**Collected data**

☆ ☆ ☆ ☆ ☆

PR #1445, opened 2019-05-26
Remove automatic umc mutex

akokoshn:


_studio/mfx_lib/decode/vc1/include/mfx_vc1_decode.h
```diff
@@ -222,7 +222,7 @@ class MFXVideoDECODEVC1 : public VideoDECODE, public MfxCriticalErrorHandler
     mfxU32                           m_BufOffset;
 
     // to synchronize async and sync parts
-    UMC::Mutex                       m_guard;
+    std::recursive_mutex             m_guard;
```
mgonchar: ```recursive_mutex``` is an antipatters which often indicates bad architecture design

_studio/shared/src/mfx_umc_alloc_wrapper.cpp
```diff
@@ -1104,14 +1105,14 @@ mfxStatus   mfx_UMC_FrameAllocator_D3D::PrepareToOutput(mfxFrameSurface1 *surfac
             surface.Data.Y = 0;
             surface.Data.MemId = idx;
             //Performance issue. We need to unlock mutex to let decoding thread run async.
-            guard.Unlock();
+            guard.unlock();
```
mgonchar: Again, not much sense in manual unlocks of ```recursive_mutex```

_studio/shared/umc/core/vm_plus/include/umc_mutex.h
```diff
@@ -40,28 +40,6 @@ class Mutex : public MfxMutex
     Mutex& operator=(const Mutex&);
```
mgonchar: what about ```MfxAutoMutex```, ```Mutex```, ```MfxMutex``` classes? Do we use them in some other code?

_studio/mfx_lib/decode/vc1/include/mfx_vc1_decode.h
akokoshn: Agree about bad design, but I wouldn't introduce redesign to this PR

_studio/shared/umc/core/vm_plus/include/umc_mutex.h
akokoshn: yes, we still do

_studio/mfx_lib/decode/vc1/include/mfx_vc1_decode.h
mgonchar: @akokoshn let's then split this PR to two, to have all the stuff related to ```recursive_mutex``` separetely

_studio/shared/src/mfx_umc_alloc_wrapper.cpp
dmitry-gurulev: @mgonchar,

But it still makes sense - when guard is locked only once it enables copying w/o lock.

mgonchar: @dmitry-gurulev yes, but it doesn't give any hint on why it is required. So it might be locked (if some other routine of this thread captured this mutex) or unlocked at this point. If copying works only when mutex is unlocked - we have a problem, if copying doesn't care about state of the mutex then I want to understand how possibility of that mutex to be unlocked helps to perform copy

dmitry-gurulev: @mgonchar,

AFAIR, copying itself doesn't care about state, unlocking just allow other threads do their work not waiting when copying finishes.

mgonchar: @dmitry-gurulev so this is kind of optimization that might happen if ```mutex``` ownership was exclusive. Well, better to look at this architecture closer, because such places looks suspicious

akokoshn:
WIP (waiting validation)

PR #2676, opened 2021-05-04
Set frame rate from IVF to decoder's params

alexelizarov:


samples/sample_common/src/sample_utils.cpp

☆ ☆ ☆ ☆ ☆

**WHAT THE TASK REQUIRES**
Whenever a line of the data above holds the word "waiting", it counts once; report the total number of such lines and nothing more.

**ANSWER TO THE PROBLEM**
2